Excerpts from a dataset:
PR #580, opened 2015-11-20
Update Puppet Server index page.

gguillotte:
@camlow325 for a quick look before I merge.

### DIFF
--- a/source/puppetserver/index.markdown
+++ b/source/puppetserver/index.markdown
@@ -4,18 +4,17 @@ title: "Puppet Server Documentation"
 toc: false
 ---
 
-
 Puppet Server is the next-generation application for managing Puppet agents.
 
 For the most part, we've integrated the Puppet Server docs into [the Puppet docs.](/puppet/latest/reference) For a list of all docs pages related to Puppet Server, or for info about an older version of Puppet Server, see one of the links below.
 
-
 ## Current Versions
 
-* [Puppet Server 2.1](./2.1) is compatible with Puppet 4.x.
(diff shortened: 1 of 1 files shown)


source/puppetserver/index.markdown
```diff
@@ -4,18 +4,17 @@ title: "Puppet Server Documentation"
...
 
-* [Puppet Server 2.1](./2.1) is compatible with Puppet 4.x.
+* [Puppet Server 2.2](./2.2) is compatible with Puppet 4.3 and newer.
 * [Puppet Server 1.1](./1.1) is included with Puppet Enterprise 3.8 (starting with 3.8.1). It is compatible with Puppet 3.8.
 
 ## Older Versions
 
-- [Puppet Server 2.0](./2.0)
-- [Puppet Server 1.0](./1.0) is included with Puppet Enterprise 3.7 and 3.8.0. It is compatible with Puppet 3.7 and 3.8.
+* [Puppet Server 2.1](./2.1) is compatible with Puppet 4.2 and older.
```
camlow325: This is technically compatible with Puppet 4.3+ as well, although we aren't guaranteed to be testing it this way.  Maybe just say that the 2.0 and 2.1 are compatible with Puppet 4.x?

camlow325: Assuming you want to work compatible PE versions in here as well, could say that Puppet Server 2.1 is compatible with PE 2015.2.x and that Puppet Server 2.2 is "expected to be" compatible with PE 2015.3.x - or maybe just leave off the last part because 2015.3.x has not shipped yet?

EXERCISE GOAL
Character for character, reproduce all of the lines above.

ANSWER BOX
PR #580, opened 2015-11-20
Update Puppet Server index page.

gguillotte:
@camlow325 for a quick look before I merge.

### DIFF
--- a/source/puppetserver/index.markdown
+++ b/source/puppetserver/index.markdown
@@ -4,18 +4,17 @@ title: "Puppet Server Documentation"
 toc: false
 ---
 
-
 Puppet Server is the next-generation application for managing Puppet agents.
 
 For the most part, we've integrated the Puppet Server docs into [the Puppet docs.](/puppet/latest/reference) For a list of all docs pages related to Puppet Server, or for info about an older version of Puppet Server, see one of the links below.
 
-
 ## Current Versions
 
-* [Puppet Server 2.1](./2.1) is compatible with Puppet 4.x.
(diff shortened: 1 of 1 files shown)


source/puppetserver/index.markdown
```diff
@@ -4,18 +4,17 @@ title: "Puppet Server Documentation"
...
 
-* [Puppet Server 2.1](./2.1) is compatible with Puppet 4.x.
+* [Puppet Server 2.2](./2.2) is compatible with Puppet 4.3 and newer.
 * [Puppet Server 1.1](./1.1) is included with Puppet Enterprise 3.8 (starting with 3.8.1). It is compatible with Puppet 3.8.
 
 ## Older Versions
 
-- [Puppet Server 2.0](./2.0)
-- [Puppet Server 1.0](./1.0) is included with Puppet Enterprise 3.7 and 3.8.0. It is compatible with Puppet 3.7 and 3.8.
+* [Puppet Server 2.1](./2.1) is compatible with Puppet 4.2 and older.
```
camlow325: This is technically compatible with Puppet 4.3+ as well, although we aren't guaranteed to be testing it this way.  Maybe just say that the 2.0 and 2.1 are compatible with Puppet 4.x?

camlow325: Assuming you want to work compatible PE versions in here as well, could say that Puppet Server 2.1 is compatible with PE 2015.2.x and that Puppet Server 2.2 is "expected to be" compatible with PE 2015.3.x - or maybe just leave off the last part because 2015.3.x has not shipped yet?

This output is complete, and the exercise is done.